Your next question comes from Harshan D'Silva with CLSA.
Good morning, Chris. Thanks for taking my questions. Starting with the imaging agent, what's the plans there for that product? Are you looking to seek approval in the U. S?
If so, what's required?
Yes. So we do plan to have that consultation with the FDA. It's not clear to us at this point in time and certainly from a commercial modeling and a transaction valuation perspective, we don't assume the U. S. Market.
But that said, yes, we will absolutely be looking to expand the utility of the technology into other markets where it's not currently represented. The history of the asset in terms of how it was developed and how it got European approval is a little bit tortuous and we've got some work to do to put a package in front of the FDA to get them comfortable that this is something that should have a U. S.-based approval. So we certainly are going to do that. In the meanwhile, we've got a number of key opinion leaders identified, in fact, have identified us as much as we've identified them in the process of diligence in these assets that are ready to start to do clinical studies to expand the utility in some of these key areas.
And there's a growing interest in looking at the role of this target in a whole bunch of clinical applications from a diagnostic perspective. So there's no shortage of potential collaborators in Europe and beyond for us to look at that indication expense into the diagnostic asset.
Perfect. So thinking about that diagnostic asset, I guess, near term growth from that product is by label expansion as opposed to geographic expansion. Would that be right?

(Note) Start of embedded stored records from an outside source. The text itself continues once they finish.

PR #63, opened 2018-01-18
Automatically update package version in __init__ file

nghiant2710:
connects to https://github.com/resin-io/versionist/pull/100

### DIFF
--- a/versionist.conf.js
+++ b/versionist.conf.js
@@ -20,7 +20,10 @@ module.exports = {
   parseFooterTags: true,
   getGitReferenceFromVersion: 'v-prefix',
   incrementVersion: 'semver',
-  editVersion: false,
+  updateVersion: {
+    preset: 'initPy',
+    targetFile: 'resin/__init__.py'
+  },
 
   // Always add the entry to the top of the Changelog, below the header.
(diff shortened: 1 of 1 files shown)


lurch:
AIUI, we won't be able to merge this PR until the linked versionist feature has been merged, a new version of versionist gets published to npm, VersionBot upgrades to that newer version of versionist, and then that new version of VersionBot gets deployed to k8s (via a keyframe). Is that right @hedss ? :wink:

hedss:
@lurch Yep, that's correct. However, in the short term, the way to do it would be:

* Ensure everything works, get review
* When approved, run new `versionist` on the code, commit changes
* Then set VersionBot to merge. It'll see the changes and will happily merge without trying to update

This does mean you essentially need to merge lock whilst you do it, though.

nghiant2710:
@hedss https://github.com/resin-io/versionist/pull/100 is merged, please let me know when I can proceed

lurch:
@nghiant2710 I think you can proceed if you use versionist >= 2.12.0 ? Unfortunately only versionist 2.11.2 is published to npm so I guess you'll need to install directly from the versionist repo.

PR #65, opened 2018-01-23
Each request times out after 60 seconds

zvin:


jhermsmeier:
Should the timeout be made adjustable, to account for super-slow networks etc.?

zvin:
@jhermsmeier you can always modify the TIMEOUT property of BaseRequest or any child class.

nghiant2710:
@zvin can you please make it a default setting's property here https://github.com/resin-io/resin-sdk-python/blob/master/resin/settings.py#L36-L47? It will be easier for user to modify it.

Also should we make it 30s as the default in JS SDK https://github.com/resin-io/resin-sdk/blob/5ca7650cebe83f14c22b643f62205f26711a2135/lib/models/device.coffee#L49-L52? but I'm not sure about this value, @pimterry might know about this.

zvin:
@nghiant2710 done

ricoder:
This issue was created by me pinging support. Very pleased that the timeout was added so rapidly, any chance of getting this merged into master and a release cut? I am hitting this non-timeout in the field periodically and it is causing data loss.....

resin/base_request.py
```diff
@@ -26,6 +26,10 @@ def __init__(self):
         self.token = Token()
         self.util = Util()
 
+    @property
+    def timeout(self):
+        return self.settings.get('timeout')
```
lurch: Everything in settings is a `str` - do we need to convert this back to an `int` here?

resin/settings.py
```diff
@@ -43,7 +43,9 @@ class Settings(object):
         # cache time : 1 week in milliseconds
         'image_cache_time': str(1 * 1000 * 60 * 60 * 24 * 7),
         # token refresh interval: 1 hour in milliseconds
-        'token_refresh_interval': str(1 * 1000 * 60 * 60)
+        'token_refresh_interval': str(1 * 1000 * 60 * 60),
+        # requests timeout: 30 seconds
+        'timeout': '30',
```
lurch: nit: Is it worth being concerned about the other times in the settings being in milliseconds, but this time being in seconds?

resin/base_request.py
zvin: Good catch, fixed

resin/settings.py
zvin: The requests library takes the timeout parameter in seconds.
I don't mind switching to milliseconds, it's up to you @nghiant2710 .

resin/base_request.py
```diff
@@ -26,6 +26,10 @@ def __init__(self):
         self.token = Token()
         self.util = Util()
 
+    @property
+    def timeout(self):
+        return int(self.settings.get('timeout'))
```
nghiant2710: @zvin we need to convert the timeout to float since requests accepts float for timeout.

resin/settings.py
nghiant2710: Makes sense. Please switch to milliseconds @zvin

resin/base_request.py
zvin: Updated

resin/settings.py
```diff
@@ -43,7 +43,9 @@ class Settings(object):
         # cache time : 1 week in milliseconds
         'image_cache_time': str(1 * 1000 * 60 * 60 * 24 * 7),
         # token refresh interval: 1 hour in milliseconds
-        'token_refresh_interval': str(1 * 1000 * 60 * 60)
+        'token_refresh_interval': str(1 * 1000 * 60 * 60),
+        # requests timeout: 30 seconds in milliseconds
+        'timeout': str(1000 * 30),
```
lurch: super-small nit: could we switch this round to `str(30 * 1000)` so that it matches the other settings?

zvin: done

nghiant2710 (approved):

lurch (approved):

lurch:
Hmmm, should this fix also be made to the 1.x branch as well as the 2.x branch? @pimterry

pimterry:
@lurch Imo no, we don't need this for 1.x.

We do breaking changes so that users can quickly interpret (and potentially automatically start using) new versions as they come out. We're not using version numbers to demarcate different supported versions you should use in different scenarios.

Right now afaik we're always only actively supporting one head version on any given project, so once a change gets merged (breaking or otherwise), old versions are effectively frozen. Trying to do anything else gets much more complicated, and unless there's a really good reason (like a critical security fix), I'd much rather move forwards with new changes always only on top of the latest version, and encourage users to upgrade.

lurch:
Cool, thanks for the clarification @pimterry :+1:

PR #156, opened 2018-09-13
Support for external fonts

B3zaleel:
Made the formula parser to have instance constructors
Restructured the parser to have support for external symbols and text style dependent Greek letters.
Created a scheme for using different formula settings and symbols(by zipping and unzipping the packaged file).


ForNeVeR:
@B3zaleel, thank you, this is very cool. How did you generate this `.wmpkg` file? It includes very interesting XML files I'd like to know about.

B3zaleel:
I used the fonttools Python module to extract the symbols from the font file and FontForge to read some other information like the general parameters (sup1, bigopspacing1, etc) and to change the location of certain glyphs.

Issue #157, opened 2018-09-16
Refactor C#-defined command system


ForNeVeR:
For now, when defining a command in C# code, I need to add it to two places:
1. `TexFormulaParser.commands` hash set.
2. `TexFormulaParser.ProcessCommand` method.

It looks like a lot of duplication comes from this, and also this system is not user-extendable.

What I imagine is the following:

1. We need to declare one command dictionary, no name duplication should ever be used.
2. Create a `TexCommand` class and allow the implementation to deal with parsed arguments etc.
3. Add an external `RegisterCommand` API for our users to define their own commands in C#.

B3zaleel:
We could create a *Command* delegate that returns an *Atom*, store the namesof supported commands and their methods in a dictionary and invoke the command in the "ProcessCommand" method. However, if we want users to create their own commands, use the atoms we create and manipulate other aspects of the library, we have to make them go public.

ForNeVeR:
Well, yep, you're right about the public Atoms, I haven't thought about that yet. That'll be little stressful, I'll need to think more. I don't wanna to publicize all our internal stuff, because that means that any changes to that stuff will be API-breaking.

ForNeVeR:
@Polina7 let's begin with simpler commands: everything except `\left`, `\right`, and `\color*`.

PR #159, opened 2018-09-18
Update command processing system.

B3zaleel:
#157 Using delegates to process commands and to extend the commands that can be passed.


ForNeVeR:
Thanks for your contribution. I believe we've already merged a contradicting decision in PR #200. It ended up being more complicated than this prototype (and we haven't yet ported all the commands onto it).

Unfortunately, I can't see a way moving this particular PR forward. I appreciate all of your work very much, but this particular piece doesn't fit into the current project design.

Yes. I think the priority is label expansion. It's very low cost for us to do, very accessible, a lot of sites already incorporating the asset into different protocols, off label protocols. So in some cases, we'll be looking at de novo studies, in some cases, we'll be collaboratively accessing data. But and that's very cost effective obviously to be able to leverage existing clinical experience.
There's some absolutely beautiful data sets out there regarding some of the indication that we're interested in. So that will be certainly the priority, but Telix's mission, of course, is to have products that are available on a global basis. And we think this concept is powerful enough that we should be able to offer the technology to patients in all the markets that we serve, not just selected markets.
Great. Perfect. And then moving on to 90 ybezolizumab in Sala. Can you just give us a bit of color on what the clinical trial might look like, obviously, pending regulatory discussions? How many patients would you look to recruit?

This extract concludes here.